(Dataset excerpts)
# # # # #

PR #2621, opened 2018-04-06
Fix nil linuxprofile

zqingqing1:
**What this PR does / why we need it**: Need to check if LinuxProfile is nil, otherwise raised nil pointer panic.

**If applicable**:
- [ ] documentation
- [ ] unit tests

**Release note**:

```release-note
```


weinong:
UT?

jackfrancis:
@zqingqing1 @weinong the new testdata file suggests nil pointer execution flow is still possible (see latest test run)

# # # # #

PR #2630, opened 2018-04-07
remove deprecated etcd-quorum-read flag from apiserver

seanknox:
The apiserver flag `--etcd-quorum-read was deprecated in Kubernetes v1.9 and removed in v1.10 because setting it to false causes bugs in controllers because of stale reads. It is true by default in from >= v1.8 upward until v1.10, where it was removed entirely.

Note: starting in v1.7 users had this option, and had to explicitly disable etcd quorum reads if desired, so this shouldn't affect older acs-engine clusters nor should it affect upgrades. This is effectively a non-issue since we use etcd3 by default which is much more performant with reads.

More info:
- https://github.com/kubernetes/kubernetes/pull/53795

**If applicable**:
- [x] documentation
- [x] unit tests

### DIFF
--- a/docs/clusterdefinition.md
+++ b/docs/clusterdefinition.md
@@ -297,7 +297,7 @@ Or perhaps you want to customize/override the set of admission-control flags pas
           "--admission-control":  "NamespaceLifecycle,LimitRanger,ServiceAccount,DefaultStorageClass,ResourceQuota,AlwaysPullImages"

# # # # #

**Task details:** Exactly the lines above from the one with "Note: starting in" to the one with "admission-control flags pas", both included, are to be quoted; leave the rest out.

**Completed exercise:**
Note: starting in v1.7 users had this option, and had to explicitly disable etcd quorum reads if desired, so this shouldn't affect older acs-engine clusters nor should it affect upgrades. This is effectively a non-issue since we use etcd3 by default which is much more performant with reads.

More info:
- https://github.com/kubernetes/kubernetes/pull/53795

**If applicable**:
- [x] documentation
- [x] unit tests

### DIFF
--- a/docs/clusterdefinition.md
+++ b/docs/clusterdefinition.md
@@ -297,7 +297,7 @@ Or perhaps you want to customize/override the set of admission-control flags pas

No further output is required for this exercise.